> _THE TASK_
Count the lines in the listing below that hold the string "class". Reply with the number alone.

> _INFORMATION_
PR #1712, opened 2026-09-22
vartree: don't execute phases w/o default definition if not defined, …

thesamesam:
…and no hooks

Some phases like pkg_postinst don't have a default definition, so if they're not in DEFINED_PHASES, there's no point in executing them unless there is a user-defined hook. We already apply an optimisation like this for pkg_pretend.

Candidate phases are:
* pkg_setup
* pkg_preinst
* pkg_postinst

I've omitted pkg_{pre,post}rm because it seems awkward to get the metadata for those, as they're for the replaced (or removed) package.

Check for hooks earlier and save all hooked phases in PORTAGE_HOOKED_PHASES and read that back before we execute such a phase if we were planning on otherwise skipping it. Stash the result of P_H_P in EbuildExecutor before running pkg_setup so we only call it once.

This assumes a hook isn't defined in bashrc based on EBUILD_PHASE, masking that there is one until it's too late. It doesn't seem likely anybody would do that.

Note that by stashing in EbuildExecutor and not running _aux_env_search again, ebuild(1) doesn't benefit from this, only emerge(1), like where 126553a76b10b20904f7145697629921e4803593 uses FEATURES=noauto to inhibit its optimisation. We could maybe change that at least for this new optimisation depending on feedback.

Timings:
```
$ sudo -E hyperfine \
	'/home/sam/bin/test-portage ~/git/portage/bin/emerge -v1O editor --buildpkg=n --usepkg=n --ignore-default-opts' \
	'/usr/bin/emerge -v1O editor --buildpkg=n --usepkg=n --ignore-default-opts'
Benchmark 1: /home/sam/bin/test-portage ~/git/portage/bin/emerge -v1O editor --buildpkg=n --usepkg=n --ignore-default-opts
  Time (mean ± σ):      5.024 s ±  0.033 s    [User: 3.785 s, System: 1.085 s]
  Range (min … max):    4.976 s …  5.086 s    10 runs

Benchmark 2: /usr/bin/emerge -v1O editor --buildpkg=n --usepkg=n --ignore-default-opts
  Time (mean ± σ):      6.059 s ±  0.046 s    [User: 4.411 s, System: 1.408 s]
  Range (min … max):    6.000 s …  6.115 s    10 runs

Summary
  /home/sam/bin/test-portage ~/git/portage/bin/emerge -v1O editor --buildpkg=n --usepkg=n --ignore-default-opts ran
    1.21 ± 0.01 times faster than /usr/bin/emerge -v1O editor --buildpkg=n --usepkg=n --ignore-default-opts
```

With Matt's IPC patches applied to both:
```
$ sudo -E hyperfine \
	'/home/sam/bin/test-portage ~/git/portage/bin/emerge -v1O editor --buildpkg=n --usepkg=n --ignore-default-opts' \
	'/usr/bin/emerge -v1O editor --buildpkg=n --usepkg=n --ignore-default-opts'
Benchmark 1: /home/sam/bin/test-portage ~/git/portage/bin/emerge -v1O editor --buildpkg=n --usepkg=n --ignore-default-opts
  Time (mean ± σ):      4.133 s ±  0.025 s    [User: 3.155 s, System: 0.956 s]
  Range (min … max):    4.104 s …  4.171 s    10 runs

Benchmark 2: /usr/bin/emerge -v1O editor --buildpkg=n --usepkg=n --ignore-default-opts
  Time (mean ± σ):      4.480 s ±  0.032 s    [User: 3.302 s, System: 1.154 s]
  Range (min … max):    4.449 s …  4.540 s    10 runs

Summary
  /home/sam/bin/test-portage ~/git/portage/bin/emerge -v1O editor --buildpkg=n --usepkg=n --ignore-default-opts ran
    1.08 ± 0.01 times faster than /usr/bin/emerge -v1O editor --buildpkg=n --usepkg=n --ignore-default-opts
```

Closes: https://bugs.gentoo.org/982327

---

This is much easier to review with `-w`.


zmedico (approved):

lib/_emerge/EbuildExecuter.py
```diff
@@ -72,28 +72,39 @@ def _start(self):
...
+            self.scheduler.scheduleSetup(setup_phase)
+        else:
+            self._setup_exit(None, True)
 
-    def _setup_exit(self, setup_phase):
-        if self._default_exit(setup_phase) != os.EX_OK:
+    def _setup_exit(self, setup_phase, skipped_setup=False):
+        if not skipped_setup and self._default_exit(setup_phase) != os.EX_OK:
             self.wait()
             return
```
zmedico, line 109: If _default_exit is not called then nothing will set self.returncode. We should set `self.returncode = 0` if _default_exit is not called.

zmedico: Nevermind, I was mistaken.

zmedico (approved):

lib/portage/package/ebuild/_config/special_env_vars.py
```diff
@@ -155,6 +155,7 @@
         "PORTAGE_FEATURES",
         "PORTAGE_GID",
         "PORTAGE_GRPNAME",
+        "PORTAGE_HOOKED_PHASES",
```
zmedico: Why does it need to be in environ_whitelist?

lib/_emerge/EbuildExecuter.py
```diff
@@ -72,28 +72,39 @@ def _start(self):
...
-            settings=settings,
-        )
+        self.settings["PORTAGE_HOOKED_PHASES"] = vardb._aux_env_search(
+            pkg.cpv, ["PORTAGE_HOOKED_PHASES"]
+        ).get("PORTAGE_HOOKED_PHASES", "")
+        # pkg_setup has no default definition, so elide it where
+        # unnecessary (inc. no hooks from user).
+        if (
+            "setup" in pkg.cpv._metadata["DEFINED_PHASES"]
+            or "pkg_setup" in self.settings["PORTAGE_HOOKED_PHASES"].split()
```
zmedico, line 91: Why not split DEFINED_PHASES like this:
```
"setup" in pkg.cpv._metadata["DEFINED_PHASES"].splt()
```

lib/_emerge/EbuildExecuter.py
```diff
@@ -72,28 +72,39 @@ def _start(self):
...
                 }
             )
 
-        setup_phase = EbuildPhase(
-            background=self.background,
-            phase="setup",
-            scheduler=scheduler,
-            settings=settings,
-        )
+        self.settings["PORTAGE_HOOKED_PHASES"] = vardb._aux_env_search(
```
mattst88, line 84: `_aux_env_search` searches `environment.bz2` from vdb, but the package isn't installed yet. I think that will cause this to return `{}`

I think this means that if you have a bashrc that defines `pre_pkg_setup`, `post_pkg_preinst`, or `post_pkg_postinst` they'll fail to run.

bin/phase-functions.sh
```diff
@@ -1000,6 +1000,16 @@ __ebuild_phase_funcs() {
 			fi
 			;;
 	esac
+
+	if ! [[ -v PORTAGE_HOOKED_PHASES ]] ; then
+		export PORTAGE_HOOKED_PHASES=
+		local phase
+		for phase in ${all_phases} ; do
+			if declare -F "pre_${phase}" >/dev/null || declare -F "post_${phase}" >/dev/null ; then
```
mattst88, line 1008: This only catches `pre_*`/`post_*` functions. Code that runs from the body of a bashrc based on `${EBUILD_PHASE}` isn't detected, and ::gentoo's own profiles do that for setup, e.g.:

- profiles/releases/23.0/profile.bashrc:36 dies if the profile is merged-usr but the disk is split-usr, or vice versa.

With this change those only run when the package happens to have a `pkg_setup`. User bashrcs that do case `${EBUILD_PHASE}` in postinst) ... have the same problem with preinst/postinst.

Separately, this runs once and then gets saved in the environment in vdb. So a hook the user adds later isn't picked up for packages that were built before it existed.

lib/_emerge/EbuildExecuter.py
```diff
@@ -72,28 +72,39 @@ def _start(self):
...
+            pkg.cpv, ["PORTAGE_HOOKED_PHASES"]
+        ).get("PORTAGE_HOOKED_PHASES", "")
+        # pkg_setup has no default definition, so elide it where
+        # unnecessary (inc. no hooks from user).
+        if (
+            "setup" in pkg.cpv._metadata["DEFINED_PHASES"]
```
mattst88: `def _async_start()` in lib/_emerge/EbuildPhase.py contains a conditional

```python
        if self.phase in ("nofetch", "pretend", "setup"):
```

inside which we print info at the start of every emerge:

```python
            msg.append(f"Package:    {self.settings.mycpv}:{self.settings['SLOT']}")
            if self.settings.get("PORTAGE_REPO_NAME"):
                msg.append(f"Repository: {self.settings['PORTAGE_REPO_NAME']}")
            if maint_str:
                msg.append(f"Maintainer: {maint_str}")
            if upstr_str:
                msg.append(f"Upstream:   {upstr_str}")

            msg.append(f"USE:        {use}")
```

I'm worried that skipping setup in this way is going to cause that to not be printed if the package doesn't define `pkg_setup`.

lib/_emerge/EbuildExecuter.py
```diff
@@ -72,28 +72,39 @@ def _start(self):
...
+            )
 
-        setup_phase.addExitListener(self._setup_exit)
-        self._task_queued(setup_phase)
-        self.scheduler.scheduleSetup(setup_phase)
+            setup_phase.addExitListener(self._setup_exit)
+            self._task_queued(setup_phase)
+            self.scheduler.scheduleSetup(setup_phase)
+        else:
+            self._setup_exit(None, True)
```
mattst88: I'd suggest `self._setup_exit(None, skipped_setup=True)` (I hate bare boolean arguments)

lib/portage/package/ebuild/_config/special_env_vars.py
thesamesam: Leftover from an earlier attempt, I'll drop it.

--

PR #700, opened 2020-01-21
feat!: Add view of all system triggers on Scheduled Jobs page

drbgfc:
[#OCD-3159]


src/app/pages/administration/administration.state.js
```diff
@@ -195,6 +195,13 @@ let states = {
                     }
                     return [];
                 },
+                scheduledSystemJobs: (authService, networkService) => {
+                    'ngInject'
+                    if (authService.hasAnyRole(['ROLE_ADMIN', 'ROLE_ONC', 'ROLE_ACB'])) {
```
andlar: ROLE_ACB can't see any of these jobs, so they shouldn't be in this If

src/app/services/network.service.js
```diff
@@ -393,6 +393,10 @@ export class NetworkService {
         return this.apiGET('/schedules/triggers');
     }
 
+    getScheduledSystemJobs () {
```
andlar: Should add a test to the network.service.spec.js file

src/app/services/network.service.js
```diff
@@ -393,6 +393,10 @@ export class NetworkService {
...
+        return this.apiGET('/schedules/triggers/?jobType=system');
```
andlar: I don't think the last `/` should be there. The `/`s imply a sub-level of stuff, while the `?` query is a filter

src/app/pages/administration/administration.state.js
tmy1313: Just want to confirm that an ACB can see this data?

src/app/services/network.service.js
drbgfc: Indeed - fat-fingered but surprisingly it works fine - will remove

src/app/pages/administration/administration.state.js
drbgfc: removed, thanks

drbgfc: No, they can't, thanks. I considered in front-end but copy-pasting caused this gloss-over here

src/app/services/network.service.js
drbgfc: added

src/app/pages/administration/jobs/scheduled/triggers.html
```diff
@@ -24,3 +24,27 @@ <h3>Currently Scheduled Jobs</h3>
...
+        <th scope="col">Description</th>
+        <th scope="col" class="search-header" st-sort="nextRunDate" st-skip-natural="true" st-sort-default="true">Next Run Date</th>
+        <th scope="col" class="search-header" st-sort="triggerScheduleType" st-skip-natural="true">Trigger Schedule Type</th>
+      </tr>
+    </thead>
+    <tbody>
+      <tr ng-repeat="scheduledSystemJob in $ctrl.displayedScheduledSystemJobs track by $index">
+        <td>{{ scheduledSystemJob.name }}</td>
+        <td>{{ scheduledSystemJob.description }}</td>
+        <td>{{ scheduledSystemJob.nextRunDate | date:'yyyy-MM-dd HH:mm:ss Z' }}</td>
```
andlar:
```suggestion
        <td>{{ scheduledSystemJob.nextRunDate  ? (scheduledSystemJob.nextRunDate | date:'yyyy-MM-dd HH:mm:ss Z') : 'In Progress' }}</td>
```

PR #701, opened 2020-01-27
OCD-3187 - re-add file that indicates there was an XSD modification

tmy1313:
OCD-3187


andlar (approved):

> _SOLUTION BELOW_
4